• _PROBLEM_:
Which lines of the records contain the word "right"? Show each of them.

Segment Start: THE RECORDS

Issue #412, opened 2021-08-09
RFC: deprecate and remove Watch Mode


imjasonh:
Watch Mode (i.e, `ko apply --watch`) was added about 2 1/2 years ago, in the old ggcr repo, in https://github.com/google/go-containerregistry/pull/336.

We don't collect usage metrics, but based on recommended/documented usage in projects that I know of that use `ko`, none use watch mode today. It was marked as EXPERIMENTAL from the beginning, and documentation for it was apparently accidentally removed from the README six months ago in https://github.com/google/ko/pull/318 😞.

Watch Mode adds quite a bit of complexity to what is otherwise a relatively straightforward transformation on inputs. It involves implementing non-standard concurrency primitives like [`Future`s](https://github.com/google/ko/blob/9f6e0d305b3d3512e3c11533366ba7057da298a9/pkg/build/future.go). It's not well tested, and not currently easily test-_able_. It might make future improvements to outputs like https://github.com/google/ko/issues/406 and [`ko extract`](https://github.com/google/ko/issues/358#issuecomment-834599338) more difficult, or simply incompatible with watch mode.

With support for watching and re-building images with `ko` available through Skaffold ([today unofficially](https://skaffold.dev/docs/tutorials/custom-builder/); [in the future, officially](https://github.com/GoogleContainerTools/skaffold/issues/6041)), and upcoming improvements to speed up no-op builds (#267 #269) I think we should consider deprecating and eventually removing watch mode from `ko`, simplifying the codebase and focusing efforts on better release management integration and security best practices.

If we decide to proceed, we can start by adding a warning linking this issue when using `--watch`, to collect any feedback that might encourage us to reconsider deprecating. If we do decide to keep it, we should invest more in documentation and testing, and promote it out of an undocumented experiment.

wdyt @mattmoor @jonjohnsonjr

jonjohnsonjr:
> If we decide to proceed, we can start by adding a warning linking this issue when using --watch, to collect any feedback that might encourage us to reconsider deprecating.

This seems funny to me. If `--watch` is set, print something like `Come argue in issue 412 if you use this.`

On the other hand, I _think_ I like the future stuff. It is pretty nice for streaming support (`ko resolve -f -`).

imjasonh:
Honestly I'm fine with just removing it, I just want to give people an opportunity to tell us why they think it's load-bearing for them, if it is.

[...]

PR #571, opened 2022-01-25
feat: allow symlink

### LINKED ISSUE #460: `ko apply --recursive -f` to follow symlinked directories
This will enable sharing *.yaml files between different deployment configurations, or with other tools (like a helm chart directory).

developer-guy:

Fixes #460 

Is that what you thought? @imjasonh

### DIFF
--- a/pkg/commands/options/filestuff.go
+++ b/pkg/commands/options/filestuff.go
@@ -59,12 +59,21 @@ func EnumerateFiles(fo *FilenameOptions) chan string {
 				// processing (unless we are in recursive mode).  If we decide to process
 				// the directory, and we're in watch mode, then we set up a watch on the
 				// directory.
+				symlink, err := ResolveSymlink(path, fi)
+				if err != nil {
+					return err
+				}
+
 				if fi.IsDir() {
 					if path != paths && !fo.Recursive {
 						return filepath.SkipDir
 					}
 					// We don't stream back directories, we just decide to skip them, or not.
 					return nil
+				}
+
+				if symlink != "" {
+					files <- symlink
 				}
 
 				// Don't check extension if the filepath was passed explicitly
@@ -86,4 +95,14 @@ func EnumerateFiles(fo *FilenameOptions) chan string {
 		}
 	}()
 	return files
+}
+
+func ResolveSymlink(path string, fi os.FileInfo) (symlink string, err error) {
+	if fi.Mode()&os.ModeSymlink == os.ModeSymlink {
+		symlink, err = os.Readlink(path) // TODO: Handle error here
+		if !filepath.IsAbs(symlink) {    // Output of os.Readlink is OS-dependent...
+			symlink = filepath.Join(filepath.Dir(path), symlink)
+		}
+	}
+	return
 }
--- a/test/symlink.yaml
+++ b/test/symlink.yaml
@@ -1,0 +1,1 @@
+test.yaml
--- a/pkg/commands/resolver.go
+++ b/pkg/commands/resolver.go
@@ -405,7 +405,25 @@ func resolveFile(
 	if f == "-" {
 		b, err = ioutil.ReadAll(os.Stdin)
 	} else {
-		b, err = ioutil.ReadFile(f)
+		fi, err := os.Lstat(f)
+		if err != nil {
+			return nil, fmt.Errorf("unable to find file %s selector: %wß", f, err)
+		}
+
+		symlink, err := options.ResolveSymlink(f, fi)
+		if err != nil {
+			return nil, fmt.Errorf("unable to resolve symlink of file %s selector: %w", f, err)
+		}
+
+		if symlink != "" {
+			b, err = ioutil.ReadFile(symlink)
+		} else {
+			b, err = ioutil.ReadFile(f)
+		}
+
+		if err != nil {
+			return nil, fmt.Errorf("unable to read file %s: %w", f, err)
+		}
 	}
 	if err != nil {
 		return nil, err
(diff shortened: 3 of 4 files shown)


pkg/commands/options/filestuff.go
```diff
@@ -87,11 +87,20 @@ func EnumerateFiles(fo *FilenameOptions) chan string {
...
 						return filepath.SkipDir
 					}
 					if watcher != nil {
-						watcher.Add(path)
+						if fi.Mode()&os.ModeSymlink == os.ModeSymlink {
+							symlink, err := filepath.EvalSymlinks(path)
+							if err != nil {
+								return err
+							}
+							watcher.Add(symlink)
```
imjasonh, line 100: This seems to only affect watch mode (`-W`), which is deprecated and will eventually be removed (#412).

Does this also happen to work for non-watch-mode `ko apply -f`?

developer-guy: I did something to fix that, hope it'd work 🤦🏻‍♂️

pkg/commands/options/filestuff.go
```diff
@@ -87,11 +87,17 @@ func EnumerateFiles(fo *FilenameOptions) chan string {
 				// the directory, and we're in watch mode, then we set up a watch on the
 				// directory.
 				if fi.IsDir() {
+					symlink, err := resolveSymlink(path, fi)
```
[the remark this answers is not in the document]
developer-guy: I've tested all of the samples and everything went well 🙋🏻‍♂️

would you mind reviewing one more time ✌️

pkg/commands/options/filestuff.go
```diff
@@ -142,3 +155,10 @@ func EnumerateFiles(fo *FilenameOptions) chan string {
 	}()
 	return files
 }
+
+func ResolveSymlink(path string, fi os.FileInfo) (symlink string, err error) {
+	if fi.Mode()&os.ModeSymlink == os.ModeSymlink {
+		symlink, err = os.Readlink(path) // TODO: Handle error here
```
imjasonh, line 161: This TODO is done now right?

imjasonh:
I think the suggestion in https://github.com/google/ko/pull/571#discussion_r792132067 is still useful, we could add a symlink in the repo and exercise this new path in an e2e test

pkg/commands/options/filestuff.go
developer-guy: yes, right.

pkg/commands/options/filestuff.go
```diff
@@ -86,17 +86,30 @@ func EnumerateFiles(fo *FilenameOptions) chan string {
...
+					return err
+				}
+
 				if fi.IsDir() {
 					if path != paths && !fo.Recursive {
 						return filepath.SkipDir
 					}
 					if watcher != nil {
-						watcher.Add(path)
+						watcher.Add(symlink)
```
imjasonh, line 99: Let's just remove any watcher interaction, we're going to delete it all soon anyway in #585

pkg/commands/options/filestuff.go
```diff
@@ -86,17 +86,30 @@ func EnumerateFiles(fo *FilenameOptions) chan string {
...
+					} else {
+						if symlink != "" {
+							files <- symlink
+						}
```
imjasonh, line 103:
```suggestion
					} else if symlink != "" {
						files <- symlink
					}
```

pkg/commands/options/filestuff.go
```diff
@@ -142,3 +155,10 @@ func EnumerateFiles(fo *FilenameOptions) chan string {
 	}()
 	return files
 }
+
+func ResolveSymlink(path string, fi os.FileInfo) (symlink string, err error) {
```
imjasonh, line 159: Can this be replaced with https://pkg.go.dev/path/filepath#EvalSymlinks ?

test/symlink.yaml
```diff
@@ -0,0 +1 @@
+test/test.yaml
```
imjasonh, line 1: Can you add a test that checks that this symlink is followed if you `ko apply -f test/symlink.yaml` ?

pkg/commands/options/filestuff.go
developer-guy: thank you 🙋🏻‍♂️

pkg/commands/options/filestuff.go
developer-guy: OFC, thank you 🙋🏻‍♂️

pkg/commands/options/filestuff.go
developer-guy: it didn't work when I switched to EvalSymlink, I don't know why 🤷🏻‍♂️

test/symlink.yaml
developer-guy: I tried something to test this but couldn't make it work but anyways I wanted to share the code with you to see what I missed or did wrong 🙋🏻‍♂️ maybe you can help me to fix this 🙏

developer-guy: thanks a ton, @dentrax, he helped me to fix this. ❤️

Dentrax:
NIT: One small concern here is that we do not support the case in which symlink points itself: `too many levels of symbolic links`

A workaround: https://github.com/fkautz/gitbom-go/pull/7/files (It would be overengineered to implement that in this project I think)

pkg/commands/options/filestuff.go
imjasonh: I'd like to understand better why that's the case. This is getting fairly complicated, and I'd rather depend on stdlib methods as much as possible. If we still need to write significant code to handle symlinks, I'm a bit more inclined not to support symlinks for now.

developer-guy:
kindly ping 🙋🏻‍♂️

Segment End: THE RECORDS

• _RESPONSE FOR THIS EXERCISE_:
imjasonh, line 161: This TODO is done now right?
developer-guy: yes, right.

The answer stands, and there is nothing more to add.